Some web research failed to turn up a good alternative solution.

Further pondering. Perhaps I could use the CFS code to provide an encrypted file which I could then use as the backend for a filesystem through lofi? That might just work.

This left major concerns about data integrity. Using code that hasn't been maintained in 5 years and almost certainly has never been compiled on an Opteron with Solaris 10/amd64 by its author seems risky.  ZFS places integrity above performance (why else would they checksum every block?). zpools can also be constructed directly on top of files from another filesystem. Could ZFS on CFS be a match made in heaven?

It turns out that you can indeed create zpools on top of files encrypted with CFS. CFS has no largefiles support, so if you need the zpool to be larger than 2GB, you'll need to create multiple backing store files and add them as separate vdevs into the zpool.

This leaves us with a way to create POSIX filesystems on Solaris 10 with data integrity assured by ZFS and with all data 3DES encrypted through CFS.

If you're worried about exposing rpcbind or cfsd to the network, block the traffic using IP Filter (which is almost certainly installed on your Solaris 10 box already).

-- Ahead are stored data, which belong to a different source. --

PR #2518, opened 2020-08-14
Can we ignore "src" on 3.6 branch?

reggi:


reggi:
I keep seeing a whole bunch of files when I switch between branches, not sure if this is why.

PR #2519, opened 2020-08-16
docs: fix JSDocs for GridFSBucketReadStream constructor

HitkoDev:
## Description

It's clear from https://github.com/mongodb/node-mongodb-native/blob/5808e12f13e39bfddb26cc15fe9b4dd751e1f363/src/gridfs-stream/index.ts#L227 and https://github.com/mongodb/node-mongodb-native/blob/5808e12f13e39bfddb26cc15fe9b4dd751e1f363/src/gridfs-stream/download.ts#L258 that `GridFSBucketReadStream` `options.sort` accepts object or array rather than a number, just like https://github.com/mongodb/node-mongodb-native/blob/4aeaedf3b12a196127852522bcc81d8b507676d5/src/collection.ts#L1828

### DIFF
--- a/src/gridfs-stream/download.ts
+++ b/src/gridfs-stream/download.ts
@@ -12,7 +12,7 @@ import { Readable } from 'stream';
  * @param {object} readPreference The read preference to use
  * @param {object} filter The query to use to find the file document
  * @param {object} [options] Optional settings.
- * @param {number} [options.sort] Optional sort for the file find query
+ * @param {(array|object)} [options.sort] Optional sort for the file find query. Array of indexes, [['a', 1]] etc.
  * @param {number} [options.skip] Optional skip for the file find query
  * @param {number} [options.start] Optional 0-based offset in bytes to start streaming from
  * @param {number} [options.end] Optional 0-based offset in bytes to stop streaming before


reggi:
Hey @HitkoDev! Nice catch!

We're in the process of converting things over to typescript, master isn't fully typed yet but we're working hard to get it in a better place. I just checked both `collection.findOne` and the `GridFSBucketReadStream` and it will be typed natively soon! 🍰🐬💕

Sort will be typed as:

```ts
/** @public */
export type SortDirection = 1 | -1 | 'asc' | 'desc' | { $meta: string };
/** @public */
export type Sort =
  | { [key: string]: SortDirection }
  | [string, SortDirection][]
  | [string, SortDirection];
```

And the `GridFSBucketReadStream` will use an interface `GridFSBucketReadStreamOptions` with the `sort?: Sort` as one of the properties.

```ts
import { GridFSBucket } from './gridfs-stream/index';
import * as mongo from './index';
const { MongoClient } = mongo;

const client = new MongoClient('uri');

(async () => {
  await client.connect();

  const db = client.db('example');

  const c = db.collection('meow');

  const x = await c.findOne({}, { sort: { updateOne: -1 } });

  const bucket = new GridFSBucket(db, { bucketName: 'gridfsdestroy', chunkSizeBytes: 10 });

  const stream = bucket.openDownloadStream('12345', { sort: { updateOne: -1 } });

})();
```

As a result we're gotten rid of some unnecessary JSDoc comments, and this one will be removed in the next release.

reggi:
@HitkoDev I'm going to close this PR for now, as we've implemented the types here for `sort` in master.

PR #3006, opened 2021-10-18
fix(NODE-3116): reschedule unreliable async interval first

durran:
### Description

When there is an unreliable clock we force async intervals to reschedule immediately.

#### What is changing?

The async interval check for negative clock times, like potentially AWS lambda, is moved to the first check so that we can potentially reschedule instead of just returning as was done previously.

No.

### DIFF
--- a/test/unit/utils.test.js
+++ b/test/unit/utils.test.js
@@ -140,8 +140,11 @@ describe('utils', function () {
 
             // needs to happen on the third call because `wake` checks
             // the `currentTime` at the beginning of the function
+            // The value of now() is not actually negative in the case of
+            // the unreliable check so we force to a negative value now
+            // for this test.
             if (clockCalled === 3) {
-              return now() - 100000;
+              return -1;
             }
 
             return now();
--- a/test/unit/utils.test.js
+++ b/test/unit/utils.test.js
@@ -2,7 +2,6 @@
 const {
   eachAsync,
   executeLegacyOperation,
-  now,
   makeInterruptibleAsyncInterval,
   BufferPool
 } = require('../../src/utils');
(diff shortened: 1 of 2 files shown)


test/unit/utils.test.js
```diff
@@ -140,8 +140,11 @@ describe('utils', function () {
 
             // needs to happen on the third call because `wake` checks
             // the `currentTime` at the beginning of the function
+            // The value of now() is not actually negative in the case of
```
dariakp, line 143: Could you explain how this test works to test the "immediately schedule if the clock is unreliable"? I am having trouble following what the marks array is tracking. Also, the original test had an unexpected return time (i.e., a time in the past), why is that no longer a legitimate test case? Which clause in the utils code was it hitting originally? And does it definitely hit the new clause now? How do we differentiate between "executeAndReschedule" and just "reschedule"?

dariakp: My concern is that none of these tests are meaningfully asserting on the actual intent of the code: for example, if you comment out the entire block under the logic that is supposed to debounce multiple calls, the test above this one still passes, which tells me that we can't be confident that the current fix doesn't actually break some other desired behavior. I am worried that the current test structure is based on a flawed approach: we need to make sure that these tests actually isolate the test conditions, which means that if we are using just a sequence tracking the callback calls, we need to either make sure the sequence is unique to the expected code path - and make it clear *why* that sequence is unique to the expect path - or we need to make sure we are also asserting on what we expect to *not* happen.

dariakp:
Note: we should decide if we still want to target 4.1 for this or update to 4.2

dariakp (approved):

nbbeeken (approved):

The caveat to all of this is that if ZFS does discover corruption, you've probably lost your data, so this is only going to work for storage of transient data - don't stick your Oracle 10g environment on this. Also, and potentially more limiting, even on modern hardware it's still slow as a dog: ~4MB/sec for 3DES encryption of sequential I/O on a 2 GHz Opteron.

HOWTO

1) download cfs-1.4.1 (original downloaded from: http://www.crypto.com/software/)
2) install it, configure it and mount a CFS filesystem as /crypt
3) within CFS, create as many 2GB files as you need to hold your data
4) create a zpool from these (zpool create -m none crypt /crypt/space/store0001.zpool /crypt/space/store0002.zpool ...)
5) create a filesystem on this (zfs create crypt/test; zfs set mountpoint=/test crypt/test)
6) play with your encrypted filesystem

For extra integrity, consider using RAIDZ when creating the pool.  That way, in the limited failure scenario of CFS corrupting one backing file, the data should still be recoverable.